PR #881, opened 2019-09-24
FIREFLY-384: update to download dialog

loitly:
https://jira.ipac.caltech.edu/browse/FIREFLY-384

additional changes here: https://github.com/IPAC-SW/irsa-ife/pull/90

- create new workspace selection panel as an example of how to write composable widgets
- add Title to dialog
- add SaveAs plus workspace support
- add show* props to allow for more flexibility when laying out fields.
- refactor LightCurve download dialogs.

To test:
https://irsawebdev9.ipac.caltech.edu/FIREFLY-384_update_download_dialog/irsaviewer/timeseries
https://irsawebdev9.ipac.caltech.edu/FIREFLY-384_update_download_dialog/applications/sofia/

PS:  Workspace selection UI and related selection data is added to the dialog and also to the download request.  But, the logic to `save to workspace` is not yet implemented.
If you wish for me to add that logic to the PR as well, let me know.

### DIFF
--- a/src/firefly/js/templates/lightcurve/LcResult.jsx
+++ b/src/firefly/js/templates/lightcurve/LcResult.jsx
@@ -24,7 +24,6 @@ import {LcImageViewerContainer} from './LcImageViewerContainer.jsx';
 import {SplitContent} from '../../ui/panel/DockLayoutPanel.jsx';
 import {LC, getViewerGroupKey, updateLayoutDisplay} from './LcManager.js';
 import FieldGroupUtils from '../../fieldGroup/FieldGroupUtils.js';
-import {ValidationField} from '../../ui/ValidationField.jsx';
 import {LcImageToolbar} from './LcImageToolbar.jsx';
 import {DownloadOptionPanel, DownloadButton} from '../../ui/DownloadDialog.jsx';
 import {showInfoPopup} from '../../ui/PopupUtil.jsx';
@@ -37,8 +36,10 @@ import {logError} from '../../util/WebUtil.js';
 import {getConverter, getMissionName,  DL_DATA_TAG} from './LcConverterFactory.js';
 import {convertAngle} from '../../visualize/VisUtil.js';
 
-const resultItems = ['title', 'mode', 'showTables', 'showImages', 'showXyPlots', 'searchDesc', 'images',
-    LC.MISSION_DATA, LC.GENERAL_DATA, 'periodState'];
+const resultItems = () => {
+    return ['title', 'mode', 'showTables', 'showImages', 'showXyPlots', 'searchDesc', 'images',
+            LC.MISSION_DATA, LC.GENERAL_DATA, 'periodState'];
+};
 
 
 export class LcResult extends PureComponent {
@@ -46,7 +47,7 @@ export class LcResult extends PureComponent {
     constructor(props) {
         super(props);
 
-        this.state = Object.assign({}, pick(getLayouInfo(), resultItems));
+        this.state = Object.assign({}, pick(getLayouInfo(), resultItems()));
     }
 
     componentDidMount() {
@@ -61,7 +62,7 @@ export class LcResult extends PureComponent {
 
     storeUpdate() {
         if (this.iAmMounted) {
-            const nextState = pick(getLayouInfo(), resultItems);
+            const nextState = pick(getLayouInfo(), resultItems());
             this.setState(nextState);
         }
     }
@@ -115,6 +116,28 @@ export class LcResult extends PureComponent {
     }
 }
 
+export function defaultDownloadPanel(mission='', cutoutSize, addtlParams={}) {
+    mission = mission.replace(/[\/ ]/g, '_');       // clean up mission description to be used for save as value.
+    return (
+        <DownloadButton>
+            <DownloadOptionPanel
+                groupKey = {mission}
+                dataTag = {DL_DATA_TAG}
+                cutoutSize={cutoutSize}
+                title={'Image Download Options'}
+                dlParams={{
+                    MaxBundleSize: 200 * 1024 * 1024,    // set it to 200mb to make it easier to test multi-parts download.  each wise image is ~64mb
+                    TitlePrefix: mission,
+                    BaseFileName: `${mission}_Files`,
+                    DataSource: `${mission} images`,
+                    FileGroupProcessor: 'LightCurveFileGroupsProcessor',
+                    ...addtlParams
+                }}/>
+        </DownloadButton>
+    );
+}
+
+
 const ExpandedView = ({expanded, imagePlot, xyPlot, tables}) => {
     const view = expanded === LO_VIEW.tables ? tables
         : expanded === LO_VIEW.xyPlots ? xyPlot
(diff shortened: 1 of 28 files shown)


src/firefly/js/ui/WorkspaceSelectPane.jsx
```diff
@@ -0,0 +1,128 @@
...
+                    : isEmpty(wsList) ? <div style={{color:'maroon', fontStyle:'italic', padding:10}}> {'Workspace access error: ' + getWorkspaceErrorMsg()} </div>
+                    : <WorkspaceSave fieldKey={wsSelectKey} files={wsList} value={wsSelect} />;
+
+    return (
+        <div style={{ border:'1px solid #eaeaea', padding:3, position:'relative', minHeight:60, minWidth:550}}>
+            {content}
+        </div>
+    );
+}
+
```
ejoliet: Very minor: You might want to remove those empty lines below ;-)

src/firefly/js/ui/DownloadDialog.jsx
```diff
@@ -153,8 +160,17 @@ export function DownloadOptionPanel (props) {
...
     const maskPanel = <BgMaskPanel componentKey={bgKey} style={maskStyle}/>;
 
+    const saveAsProps = {
+        fieldKey: 'BaseFileName',
+        initialState: {
+            value: get(dlParams, 'BaseFileName')
+        }
+    };
+
+    const dlTitle = get(dlParams, 'TitlePrefix', 'Download') + '-' + dlTitleIdx;
```
ejoliet: Although the index is increased, in my test, the title stays the same on each submit.

src/firefly/js/templates/lightcurve/LcResult.jsx
```diff
@@ -115,6 +116,28 @@ export class LcResult extends PureComponent {
...
+    return (
+        <DownloadButton>
+            <DownloadOptionPanel
+                groupKey = {mission}
+                dataTag = {DL_DATA_TAG}
+                cutoutSize={cutoutSize}
+                title={'Image Download Options'}
+                dlParams={{
+                    MaxBundleSize: 200 * 1024 * 1024,    // set it to 200mb to make it easier to test multi-parts download.  each wise image is ~64mb
+                    TitlePrefix: mission,
```
lznakano: Title needs to have date and time.  That was a ticket a year ago to request that kind format.  But I can add it after you merge to the dev.

src/firefly/js/ui/DownloadDialog.jsx
```diff
@@ -109,8 +112,11 @@ const noticeCss = {
     marginBottom: 3,
 };
 
+let dlTitleIdx = 0;
+
 export function DownloadOptionPanel (props) {
     const {groupKey, cutoutSize, help_id, children, style, title, tbl_id, dlParams, dataTag} = props;
+    const { showZipStructure=true, showEmailNotify=true, showFileLocation=true, showTitle=true } = props;
```
lznakano: Does showFileLocation=true not cause issue in LSSTCatalogSelectViewPanel?  LSSTCatalogSelectViewPanel is the only NONE IRSA application which uses DownloadOptionPanel.   LSSTCatalogSelectViewPanel does not have workspace.  I forgot how to build LSST so I am not able to test it.

src/firefly/js/templates/lightcurve/LcResult.jsx
loitly: Check with @ejoliet before putting it back.  If I understand it correctly, it was requested because there was only one field used to hold both Title and Save As.  I've now separate them.  It should be clearer now without having to introduce timestamps into the label.

src/firefly/js/ui/DownloadDialog.jsx
loitly: It should not be an issue since the panel will only appear when `useWs` is also true. 
But, this remind me I need to show Save As even if workspace is not used.  I will add this into the PR.

ejoliet: Yes, the `label` is fine (even though CCB could argue to change it to something else in the future) but the value is the one you can pass outside and this one will contain time stamp. So i think we are good. @lznakano should confirm once you merge.

src/firefly/js/templates/lightcurve/LcResult.jsx
ejoliet: Yes, the label is fine and should be fixed (even though CCB could argue to change it to something else in the future) but the value is the one you can pass outside and this one will contain time stamp. So i think we are good. @lznakano should confirm once you merge.

loitly:
@ejoliet @lznakano 
 - fix Title not updating
   Title only update when dialog is re-opened.  This is so that the value is not changing while it's opened.
 - add null check to Title
 - show Save As even if workspace is not used

Also, verify that `email` still works.  There were tickets reporting that it's not working.  We should check on them.

Changes are pushed and test instances rebuilt.  Let me know if there's more you would like me to do.

lznakano:
Look great!
Here is a few issues I encountered:
1.  If I save just one file, the Save As fileName is not used.  If I save a package, it works fine. 
2. If I enabled email option, and I receive email only when the job is sent to the background.  I think this is expected behavior, right?  
3. Maybe we can discuss with scientists later if the time stamp is still needed. 
4. The bugs I fixed in IRSA-159 are still there.   After this pull request is merged, I can rebase with dev and the bugs should all be fixed.  There are no conflict at all. 

For saving to workspace, my logic may not be the same as what Loi's one.  The implementation is very trivial (I mean mine).  Loi can feel free to add it.

ejoliet:
>Also, verify that email still works. There were tickets reporting that it's not working. We should check on them.

I've tested the email in this PR but it didn't work, although it worked in irsadev SOFIA at some point (recently).

ejoliet:
@loitly go ahead and add the workspace implementation. I think it make more sense to have it in the PR now based on the may other changes already @lznakano had to do that might be in conflict now. Thanks.

loitly:
> 1. If I save just one file, the Save As fileName is not used.  If I save a package, it works fine.
I can't duplicate.

> 2. If I enabled email option, and I receive email only when the job is sent to the background.  I think this is expected behavior, right?
Yes, that's working as designed.

lznakano:
Screen Shot 2019-09-25 at 2 08 52 PM

When you select ztf, here it what looked at.

loitly:
@lznakano @ejoliet Lots of changes just updated.  Please test thoroughly, using multiple browsers when possible.

- update "Send to background" style  *** (UI changes)
- add multiparts download support for interactive download(not background)
- implements backend support for 'Save to Workspace' option
- validate workspace path before downloading
- add progress message to maskpane

https://irsawebdev9.ipac.caltech.edu/FIREFLY-384_update_download_dialog/irsaviewer/timeseries
https://irsawebdev9.ipac.caltech.edu/FIREFLY-384_update_download_dialog/applications/sofia/

Some cases to pay attention to:
- Interactive download that produces multiple files.  I use wise with original images.
- Save to workspace with multiple files.. watch for file naming convention
- Workspace UI updated when it suppose to.  User should always see the latest.
- Try to find fail cases and validate whether or not it's handled correctly.

loitly:
> > If I save just one file, the Save As fileName is not used. If I save a package, it works fine.

> I can't duplicate.

I am able to duplicate this now.  It has nothing to do with ZTF.  When you select only one row, where only one file is downloaded, it does not go through the packaging logic and therefore the original file name is present to the user instead.
@ejoliet , you or CCB should spend a few minutes on this and decide what the appropriate behavior should be.   Regardless, a new ticket should be created for this.

lznakano:
> > > If I save just one file, the Save As fileName is not used. If I save a package, it works fine.
> 
> > I can't duplicate.
> 
> I am able to duplicate this now. It has nothing to do with ZTF. When you select only one row, where only one file is downloaded, it does not go through the packaging logic and therefore the original file name is present to the user instead.
> @ejoliet , you or CCB should spend a few minutes on this and decide what the appropriate behavior should be. Regardless, a new ticket should be created for this.

@loitly That is not what I encountered.  When I uploaded a wise table, and entered a "Save As" name myWise, it was saved as "myWise.zip" file.  When I uploaded a ztf table, and entered a "Save As" name, myZTF, it saved with the original table name (I guess it was) without using the name I entered.  In both cases, I selected one row ONLY.  Maybe it just happened to me.  I will clean my environment and cache to try it again.

ejoliet:
Unfortunately, dev is unstable with respect to SOFIA data, the data is being ingested with new authentication wiring.
Although the SOFIA dev database looks broken, i've tested it with AOR and UI looks good.
I think we should merge and take from there.

PR #883, opened 2019-09-26
FIREFLY-266 Update plotly.js

tgoldina:
https://jira.ipac.caltech.edu/browse/FIREFLY-266
Test deployment: https://irsawebdev9.ipac.caltech.edu/firefly-266_plotly/firefly/

Updated plotly.js to v1.49.4
- The main change is that title is now an object with text and font attributes. String titles have been deprecated. API users might need to convert, if they are setting title explicitly. 
- 'scattergl' behavior did not change, the bug with error bars disappearing on relayout is still there.

Bug fixes: 
- fixed basic options update for non-firefly charts (the update was ignored before)
- fixed creating chart with color map (color map was not taking effect when a chart was created from UI)
- fixed reverse axis behavior (was broken)


tgoldina:
@ejoliet, @loitly I've added handleApiChanges to ChartsCntlr.js CHART_ADD action creator. It should  care of title format conversion. Reverted back Wei's test SED charts to make sure it works: https://irsawebdev9.ipac.caltech.edu/firefly-266_plotly/firefly/demo/ffapi-sed.html

tgoldina:
The test deployment has been updated. Please, review.

PR #884, opened 2019-10-03
DM-20248: client side format

loitly:
https://jira.lsstcorp.org/browse/DM-20248
https://github.com/Caltech-IPAC/firefly/pull/884

- remove format guessing logic
- remove default format
- send original values to the client
- format on the client as needed
- add sprintf library as external source
- add testing for sprintf and tables
- add `showClientTable` to public API

Tests:
https://irsawebdev9.ipac.caltech.edu/DM-20248_client_format/firefly/
https://irsawebdev9.ipac.caltech.edu/DM-20248_client_format/firefly/test/tests-table.html
src/firefly/js/externalSource/__tests__/sprintf-test.js

Known issues:
IPAC tables:  Because we don't apply `guess` logic anymore, values where there were trailing zeroes will no longer show up as such.  1.2000 => 1.2


tgoldina:
Apart from truncated trailing zeros, I noticed that scientific notation is not used consistently. Don't we want to display all values in a column in scientific notation or without it?

One of the best test cases for it is `firefly/demo/ffapi-sed.html`

Notice, that in SED: ARP-220 table 
- "Frequency" (double) does not show in scientific notation as it used to (now I see 1450000000000000000 instead of 1.45e+18).
- "Photometry Measurement" (double) has mixed format: sometimes it's displayed in scientific notation and sometimes not. 

Regarding guessing, maybe we can preserve this for the tables of known origin, when we know that the number precision and notation are consistent through all the values in the column? (Like in tables coming from Gator.) When getting a table in these cases, maybe we can set a flag that format guessing is OK?

loitly:
> http://numeraljs.com/

It looked at it.  It's supporting a format similar to Java's DecimalFormat.  What we need is a `printf` style of format.  Let me know if that's not the case.

loitly:
@tgoldina , thanks for the feedbacks.
The IPAC table is likely a bug, and it will be fixed.  How it will look is the next issue you brought up; default format.

Originally, I plan to address the default format to another ticket since it's an issue CCB have interest in.  But, if you want to address in this PR as an initial implementation then have CCB comment on, that's good for me as well.

Some information for consideration:
There's discrepancies between Java and JavaScript default numeric format.
For integer and long, Java will print is as is. But because there's no integer/long data type in JavaScript, all values are treated as doubles.

For float/double:
Java uses decimal when value is 10<sup>-3</sup> <= v < 10<sup>7</sub>
JS uses decimal when value is 10<sup>-6</sup> <= v < 10<sup>21</sub>
Outside that range, it uses exponential format.  In both cases, it will carry full precision.

I have yet to figure out how to retain the full precision in Java format.  Any suggestion?

ejoliet:
Added @wmiipac as reviewer here for her to check Gator, Herschel, Atlas and Radar UI.

loitly:
UPDATE:  
- Fixed bad default format when writing IPAC table
- Made client and server default format the same
  using Java's convention: use decimal format where m = abs(value); 10<sup>-3</sup> <= m < 10<sup>7</sup>
  Otherwise, use exponential.  Retain original precision.

src/firefly/java/edu/caltech/ipac/table/TableMeta.java
```diff
@@ -24,28 +24,29 @@
...
-    public static final String MIN_VALUE_TAG = "col.@.MinValue";
-    public static final String MAX_VALUE_TAG = "col.@.MaxValue";
-    public static final String VALUE_TAG = "col.@.Value";
-    public static final String LINKS_TAG = "col.@.Links";
+    public static final String UTYPE_TAG = "col.@.utype";
+    public static final String REF_TAG = "col.@.ref";
+    public static final String MIN_VALUE_TAG = "col.@.minValue";
+    public static final String MAX_VALUE_TAG = "col.@.maxValue";
+    public static final String VALUE_TAG = "col.@.value";
+    public static final String LINKS_TAG = "col.@.links";
```
tgoldina: Just curious, why is it changed to lowercase? (I see that later in IpacTableUtil.consumeMeta you have to worry about backward compatibility.)

src/firefly/js/externalSource/__tests__/sprintf-test.js
```diff
@@ -0,0 +1,98 @@
...
+        expect(sprintf('%d', 2))    .toBe('2');
+        expect(sprintf('%i', 2))    .toBe('2');
+        expect(sprintf('%d', '2'))  .toBe('2');
+        expect(sprintf('%i', '2'))  .toBe('2');
+
+        expect(sprintf('%j', {foo: 'bar'}))	.toBe('{"foo":"bar"}');
+        expect(sprintf('%j', ['foo', 'bar']))	.toBe('["foo","bar"]');
+
+        expect(sprintf('%e', 2))    .toBe('2.000000e+0');
+        expect(sprintf('%.6e', 2))    .toBe('2.000000e+0');
```
tgoldina: Does it support `%E` and `%G`?

src/firefly/js/externalSource/__tests__/sprintf-test.js
```diff
@@ -0,0 +1,98 @@
...
+    });
+
+    test('J format:', () => {
+        // Java toString() format:   https://docs.oracle.com/javase/7/docs/api/java/lang/Float.html#toString(float)
+        expect(sprintf('%J', 0))            .toBe('0.0');
+        expect(sprintf('%J', 0.123456))     .toBe('0.123456');
+        expect(sprintf('%J', 0.000123456))  .toBe('1.23456e-4');
+        expect(sprintf('%J', 1234567))      .toBe('1234567');
+        expect(sprintf('%J', 12345678))     .toBe('1.2345678e+7');
+    });
```
tgoldina: So this one is non-standard format for our convenience? Our default format?

src/firefly/java/edu/caltech/ipac/table/TableMeta.java
loitly: Original server-side code was based on Spot's code which uses the uppercase version.
When we migrated from GWT to React, I switched over to the conventional camelCase style so that it'll look better in JSDocs.  This was probably a mistake because soon after we had to support `META_INFO` sent from client to server.  It was confusing having them different.

The changes here basically favor the new camelCase style, while deprecating the old.  I've updated the docs to reflect this change.

src/firefly/js/externalSource/__tests__/sprintf-test.js
loitly: As far as sprintf is concern, no, we only support `%e` and `%g`.  This is probably because JavaScript's toExponential() prints it in `%e` format.  On the server-side, we support both. 
 On the client, I convert it to lowercase before formatting.

But now, since I've made quite a bit of changes to sprintf, It would be trivial to support uppercase E and G.  Do you think I should add it?

src/firefly/js/externalSource/__tests__/sprintf-test.js
loitly: This is a new format I added.  It mimic the behavior of Java's toString() on numeric values.  And yes, this is the default format on the client side because we want to match toString() on the server.

src/firefly/js/externalSource/__tests__/sprintf-test.js
tgoldina: It might make comparing with the original table easier (when you implement the original table format of IPAC tables from Gator).

src/firefly/js/externalSource/__tests__/sprintf-test.js
ejoliet: this is really good idea.

ejoliet:
Seems that between your changes (ipac table fix) and @tgoldina changes in a recent commit  
14fdd43 https://github.com/Caltech-IPAC/firefly/pull/884/commits/14fdd43093962cdb36dc250bc16d021ada461ce4 the SED table looks better and the tooltip in the plot has now the right notation/format! I guess we will have to consider another cut of dev and build IRSAViewer release candidate from it.

ejoliet:
Also, i just noticed that Gator like table (WISE search 100" around 'm31') shows 'wsigpro4' 'nan' where it should read 'null'... could you confirm? I think IRSA wants to see 'null' for 'null' values, isn't it?

gpdf:
> I just noticed that Gator like table (WISE search 100" around 'm31') shows 'w4sigmpro' 'nan' where it should read 'null'... could you confirm? I think IRSA wants to see 'null' for 'null' values, isn't it?

We do need to distinguish between NaN and _null_ - they both arise in LSST tables, for sure, and are distinguished from each other in VOTable's `TABLEDATA` AND `BINARY2` formats.

I suspect the `w4sigmpro` values @ejoliet is seeing are really _null_, because that's an important flag value in the AllWISE data model (usually indicating that the corresponding `w4mpro` measurement is an upper limit).

gpdf:
By the way, is there code in this PR for displaying IEEE floating-point infinities as `+Inf` / `-Inf` ?

loitly:
> Also, i just noticed that Gator like table (WISE search 100" around 'm31') shows 'w4sigmpro' 'nan' where it should read 'null'... could you confirm? I think IRSA wants to see 'null' for 'null' values, isn't it?

@ejoliet I cannot duplicate.  Both my PR built and irsadev shows it as `null`. 

@gpdf We do not distinguish between NaN, +Inf, -Inf, and null.  They all will be represented as `null`.  This is because JSON does not support NaN and infinity. (https://www.ietf.org/rfc/rfc4627.txt)
```
   Numeric values that cannot be represented as sequences of digits
   (such as Infinity and NaN) are not permitted.
```

loitly:
@ejoliet @tgoldina @gpdf  I am adding the final changes requested to this PR.  I noticed our FITS reader is setting `NaN` as the nullString for float and double.  This is inconsistent with IPAC table and VoTable.  Would you like me to remove it?

gpdf:
On your last question: if you are saying that some current application is displaying "NaN" for values which are actually (null) in the data back end, to my mind that's really misleading.

gpdf:
On the larger question: I am _really_ uncomfortable with accepting a system that can't distinguish (null), NaN, and infinities in the era of data science that we are in.  I won't go so far as to resist this PR, as I can see that this kind of work will have to be spread out over multiple edits.  But this is important.

Perhaps if JSON has these limitations we can transmit some kind of flag array to handle out-of-band values?

I'd like to understand more systematically:
* Do we have a way to distinguish (null) for integer columns?
* What will we do for integer values that are not representable in double precision?  Many database IDs, which we will have to get exactly right (e.g., for DataLink purposes) are now 64-bit.
* How do we distinguish (null) and "" for string columns?
* How do we transport and display floating-point special values, and distinguish them from (null) values?

loitly:
> I tested uploading a VO table with width and precision metadata, they were displayed accordingly.
> But I found that Catalogs=>load catalog did not work. I used Upload to do the test

Do you have the sample file?  I tried with a few of mine, and they were working fine.

ejoliet:
@loitly , yes, you are correct, i can't see the 'nan' anymore, might be a glitch or refresh from old cache i have been testing... nvm. All good!

xiuqin:
Attached the file to FIREFLY-149.

tgoldina:
Interesting. I get identical results for Xiuqin's table (wiseDemoTable.xml) weather I load it via Catalogs->Load Catalog or Upload menu.

xiuqin:
It is working for me now!  I am glad it is not an introduced bug. 
But it is really weird because I tried at least 5 times before I reported it this morning.

ejoliet:
>  I am adding the final changes requested to this PR. I noticed our FITS reader is setting NaN as the nullString for float and double. This is inconsistent with IPAC table and VoTable. Would you like me to remove it?

In case o NaN present in FITS, what is the displayed value in the 'flux' readout? because if the FITS has NaN , i think scientist want to see 'NaN' in the readout. See https://jira.ipac.caltech.edu/browse/FIREFLY-238 comment from @vandesai1 .

wmiipac:
I did local build of firefly on this PR branch and reconfigured IRSA proxy to point my local firefly
I tested on the dev port 9073 with IRSA apps Gator, Data Discovery and IRTF. The tables are loading and functioning as expected, did not notice any obvious abnormality in above IRSA apps.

::::

- **To do**
Find "VoTable. Would you like me to remove it?" in the records. Copy its line and every line after it, exactly, through the last one.

- **Response to the exercise**
>  I am adding the final changes requested to this PR. I noticed our FITS reader is setting NaN as the nullString for float and double. This is inconsistent with IPAC table and VoTable. Would you like me to remove it?

In case o NaN present in FITS, what is the displayed value in the 'flux' readout? because if the FITS has NaN , i think scientist want to see 'NaN' in the readout. See https://jira.ipac.caltech.edu/browse/FIREFLY-238 comment from @vandesai1 .

wmiipac:
I did local build of firefly on this PR branch and reconfigured IRSA proxy to point my local firefly
I tested on the dev port 9073 with IRSA apps Gator, Data Discovery and IRTF. The tables are loading and functioning as expected, did not notice any obvious abnormality in above IRSA apps.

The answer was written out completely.